• [PROBLEM TO SOLVE] For the data below, give again exactly the lines from the one containing "PR #287, opened 2023-04-22" through the one containing "- * This is", both ends included, and no others.
-- Opening Marker --
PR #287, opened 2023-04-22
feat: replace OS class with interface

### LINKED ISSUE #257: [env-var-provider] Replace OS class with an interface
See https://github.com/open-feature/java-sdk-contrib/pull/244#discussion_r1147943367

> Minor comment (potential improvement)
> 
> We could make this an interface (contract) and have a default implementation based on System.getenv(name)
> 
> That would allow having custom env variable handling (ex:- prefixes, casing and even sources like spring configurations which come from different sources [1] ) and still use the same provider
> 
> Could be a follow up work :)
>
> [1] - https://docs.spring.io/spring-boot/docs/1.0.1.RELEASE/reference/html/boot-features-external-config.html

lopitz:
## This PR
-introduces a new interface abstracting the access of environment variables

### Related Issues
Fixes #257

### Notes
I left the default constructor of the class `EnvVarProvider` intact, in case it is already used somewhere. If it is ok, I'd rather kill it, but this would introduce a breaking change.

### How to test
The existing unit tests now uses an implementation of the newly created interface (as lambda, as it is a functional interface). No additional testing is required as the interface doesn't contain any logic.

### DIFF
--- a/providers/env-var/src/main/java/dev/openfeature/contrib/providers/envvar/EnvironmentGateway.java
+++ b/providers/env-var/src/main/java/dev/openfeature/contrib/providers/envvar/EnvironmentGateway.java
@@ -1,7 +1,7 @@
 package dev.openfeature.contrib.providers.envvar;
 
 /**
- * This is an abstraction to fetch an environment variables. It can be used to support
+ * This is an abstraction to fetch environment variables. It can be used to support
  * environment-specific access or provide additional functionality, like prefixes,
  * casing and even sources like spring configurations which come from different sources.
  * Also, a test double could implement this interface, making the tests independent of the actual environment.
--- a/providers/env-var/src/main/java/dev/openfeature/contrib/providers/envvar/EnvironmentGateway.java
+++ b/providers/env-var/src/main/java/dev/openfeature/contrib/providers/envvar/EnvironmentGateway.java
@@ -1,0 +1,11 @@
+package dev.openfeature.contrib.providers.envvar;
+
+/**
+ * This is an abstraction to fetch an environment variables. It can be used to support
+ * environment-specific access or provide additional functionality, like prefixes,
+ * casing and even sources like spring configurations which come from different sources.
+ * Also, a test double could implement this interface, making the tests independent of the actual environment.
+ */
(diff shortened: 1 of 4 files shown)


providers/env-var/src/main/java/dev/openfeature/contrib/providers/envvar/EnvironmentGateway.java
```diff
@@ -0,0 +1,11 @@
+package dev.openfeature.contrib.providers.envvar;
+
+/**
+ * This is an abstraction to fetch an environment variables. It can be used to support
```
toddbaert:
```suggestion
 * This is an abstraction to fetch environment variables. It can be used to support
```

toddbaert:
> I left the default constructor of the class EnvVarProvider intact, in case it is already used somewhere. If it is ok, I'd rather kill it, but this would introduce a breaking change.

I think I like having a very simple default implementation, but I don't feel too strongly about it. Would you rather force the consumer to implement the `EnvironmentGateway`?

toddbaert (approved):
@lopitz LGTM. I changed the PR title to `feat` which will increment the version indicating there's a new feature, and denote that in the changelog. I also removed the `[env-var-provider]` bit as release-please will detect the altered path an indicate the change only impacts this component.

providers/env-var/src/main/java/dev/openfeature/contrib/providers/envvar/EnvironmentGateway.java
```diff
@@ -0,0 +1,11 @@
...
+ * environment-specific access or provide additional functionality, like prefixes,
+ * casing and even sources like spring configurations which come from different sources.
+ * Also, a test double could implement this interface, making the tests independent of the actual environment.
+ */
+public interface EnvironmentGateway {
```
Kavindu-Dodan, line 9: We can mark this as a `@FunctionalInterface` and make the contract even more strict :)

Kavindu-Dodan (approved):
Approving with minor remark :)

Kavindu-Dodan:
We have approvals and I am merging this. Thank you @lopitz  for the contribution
-- Closing Marker --
-- Opening Marker --
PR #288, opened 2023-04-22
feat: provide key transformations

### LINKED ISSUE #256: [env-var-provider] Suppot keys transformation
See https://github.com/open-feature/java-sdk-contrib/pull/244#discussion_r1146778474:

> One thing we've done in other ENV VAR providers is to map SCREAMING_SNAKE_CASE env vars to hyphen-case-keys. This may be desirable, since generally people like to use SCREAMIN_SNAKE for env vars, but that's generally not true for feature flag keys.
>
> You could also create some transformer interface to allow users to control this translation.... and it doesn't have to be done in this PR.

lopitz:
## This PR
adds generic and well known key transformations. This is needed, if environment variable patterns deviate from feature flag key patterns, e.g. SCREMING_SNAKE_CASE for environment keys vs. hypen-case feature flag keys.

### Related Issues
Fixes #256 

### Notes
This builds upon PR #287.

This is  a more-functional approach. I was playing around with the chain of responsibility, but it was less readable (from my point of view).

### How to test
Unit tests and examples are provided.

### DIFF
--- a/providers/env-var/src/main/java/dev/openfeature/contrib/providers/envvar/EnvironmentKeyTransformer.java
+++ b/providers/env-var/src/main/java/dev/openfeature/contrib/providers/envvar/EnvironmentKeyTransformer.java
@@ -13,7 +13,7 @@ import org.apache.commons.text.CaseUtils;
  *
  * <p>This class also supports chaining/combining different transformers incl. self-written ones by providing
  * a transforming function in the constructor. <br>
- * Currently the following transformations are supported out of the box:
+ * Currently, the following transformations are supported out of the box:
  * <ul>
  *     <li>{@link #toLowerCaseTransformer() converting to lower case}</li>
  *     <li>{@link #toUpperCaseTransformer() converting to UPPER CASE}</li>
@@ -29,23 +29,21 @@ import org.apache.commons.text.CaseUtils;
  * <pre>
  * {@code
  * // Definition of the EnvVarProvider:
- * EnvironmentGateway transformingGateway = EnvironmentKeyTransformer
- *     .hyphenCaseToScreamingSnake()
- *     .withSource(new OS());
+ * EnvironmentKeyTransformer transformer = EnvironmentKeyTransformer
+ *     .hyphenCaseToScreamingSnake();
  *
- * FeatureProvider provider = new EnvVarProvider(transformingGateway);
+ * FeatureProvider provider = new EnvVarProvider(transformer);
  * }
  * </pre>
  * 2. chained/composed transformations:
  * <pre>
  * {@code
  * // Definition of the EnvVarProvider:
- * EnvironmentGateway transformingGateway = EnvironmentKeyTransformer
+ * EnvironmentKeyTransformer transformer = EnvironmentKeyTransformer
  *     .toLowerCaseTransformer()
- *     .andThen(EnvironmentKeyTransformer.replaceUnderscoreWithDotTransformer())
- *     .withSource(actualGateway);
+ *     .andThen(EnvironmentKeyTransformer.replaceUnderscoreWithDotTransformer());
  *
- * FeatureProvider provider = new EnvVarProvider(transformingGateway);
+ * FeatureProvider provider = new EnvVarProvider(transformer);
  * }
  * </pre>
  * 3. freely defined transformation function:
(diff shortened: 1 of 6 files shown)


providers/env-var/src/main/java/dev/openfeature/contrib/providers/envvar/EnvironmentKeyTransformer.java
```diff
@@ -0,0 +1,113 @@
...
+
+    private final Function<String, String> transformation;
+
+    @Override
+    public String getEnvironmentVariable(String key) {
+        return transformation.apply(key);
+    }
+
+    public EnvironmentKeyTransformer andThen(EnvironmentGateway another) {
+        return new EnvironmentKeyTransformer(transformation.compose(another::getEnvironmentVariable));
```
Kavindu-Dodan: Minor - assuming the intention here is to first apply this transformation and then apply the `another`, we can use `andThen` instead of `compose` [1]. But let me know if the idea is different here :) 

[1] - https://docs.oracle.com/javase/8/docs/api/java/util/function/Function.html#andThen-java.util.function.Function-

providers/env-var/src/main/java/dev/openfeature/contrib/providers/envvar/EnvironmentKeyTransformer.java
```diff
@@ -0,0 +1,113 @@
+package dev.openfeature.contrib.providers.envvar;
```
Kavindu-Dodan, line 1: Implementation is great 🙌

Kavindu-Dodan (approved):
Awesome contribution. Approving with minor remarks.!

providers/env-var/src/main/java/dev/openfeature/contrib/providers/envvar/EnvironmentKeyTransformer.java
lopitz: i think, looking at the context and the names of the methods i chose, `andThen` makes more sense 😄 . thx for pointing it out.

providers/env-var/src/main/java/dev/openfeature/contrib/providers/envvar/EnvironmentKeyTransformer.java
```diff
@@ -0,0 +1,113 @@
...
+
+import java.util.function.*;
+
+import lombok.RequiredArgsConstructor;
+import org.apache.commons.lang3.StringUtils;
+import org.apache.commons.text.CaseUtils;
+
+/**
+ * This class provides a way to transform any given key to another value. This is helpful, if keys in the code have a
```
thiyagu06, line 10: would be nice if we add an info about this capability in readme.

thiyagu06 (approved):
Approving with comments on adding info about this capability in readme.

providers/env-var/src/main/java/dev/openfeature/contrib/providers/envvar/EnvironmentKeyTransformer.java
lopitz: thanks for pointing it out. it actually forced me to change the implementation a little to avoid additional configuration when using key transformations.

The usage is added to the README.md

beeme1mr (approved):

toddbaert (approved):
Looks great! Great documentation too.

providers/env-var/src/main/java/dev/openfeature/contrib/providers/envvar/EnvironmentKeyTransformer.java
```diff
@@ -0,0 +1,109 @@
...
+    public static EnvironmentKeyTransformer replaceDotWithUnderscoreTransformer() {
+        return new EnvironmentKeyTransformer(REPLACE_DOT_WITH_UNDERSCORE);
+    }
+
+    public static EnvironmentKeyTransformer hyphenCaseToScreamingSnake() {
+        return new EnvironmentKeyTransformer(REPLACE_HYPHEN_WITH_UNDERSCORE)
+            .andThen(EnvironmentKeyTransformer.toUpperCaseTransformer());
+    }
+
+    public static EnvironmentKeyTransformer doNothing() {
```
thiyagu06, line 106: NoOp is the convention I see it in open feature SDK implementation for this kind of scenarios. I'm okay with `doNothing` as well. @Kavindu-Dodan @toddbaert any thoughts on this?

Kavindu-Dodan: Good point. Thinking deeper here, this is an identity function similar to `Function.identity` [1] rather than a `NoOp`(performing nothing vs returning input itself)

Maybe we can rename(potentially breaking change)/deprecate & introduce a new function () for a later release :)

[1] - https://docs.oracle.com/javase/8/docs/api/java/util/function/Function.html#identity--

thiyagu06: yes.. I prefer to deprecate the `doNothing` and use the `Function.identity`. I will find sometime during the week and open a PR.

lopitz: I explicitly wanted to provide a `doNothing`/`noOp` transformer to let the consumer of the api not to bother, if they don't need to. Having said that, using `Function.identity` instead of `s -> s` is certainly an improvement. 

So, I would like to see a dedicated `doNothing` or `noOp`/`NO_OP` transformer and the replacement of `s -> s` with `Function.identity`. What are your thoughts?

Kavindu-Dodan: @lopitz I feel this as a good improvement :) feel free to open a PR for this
-- Closing Marker --
• [REPLY]
PR #287, opened 2023-04-22
feat: replace OS class with interface

### LINKED ISSUE #257: [env-var-provider] Replace OS class with an interface
See https://github.com/open-feature/java-sdk-contrib/pull/244#discussion_r1147943367

> Minor comment (potential improvement)
> 
> We could make this an interface (contract) and have a default implementation based on System.getenv(name)
> 
> That would allow having custom env variable handling (ex:- prefixes, casing and even sources like spring configurations which come from different sources [1] ) and still use the same provider
> 
> Could be a follow up work :)
>
> [1] - https://docs.spring.io/spring-boot/docs/1.0.1.RELEASE/reference/html/boot-features-external-config.html

lopitz:
## This PR
-introduces a new interface abstracting the access of environment variables

### Related Issues
Fixes #257

### Notes
I left the default constructor of the class `EnvVarProvider` intact, in case it is already used somewhere. If it is ok, I'd rather kill it, but this would introduce a breaking change.

### How to test
The existing unit tests now uses an implementation of the newly created interface (as lambda, as it is a functional interface). No additional testing is required as the interface doesn't contain any logic.

### DIFF
--- a/providers/env-var/src/main/java/dev/openfeature/contrib/providers/envvar/EnvironmentGateway.java
+++ b/providers/env-var/src/main/java/dev/openfeature/contrib/providers/envvar/EnvironmentGateway.java
@@ -1,7 +1,7 @@
 package dev.openfeature.contrib.providers.envvar;
 
 /**
- * This is an abstraction to fetch an environment variables. It can be used to support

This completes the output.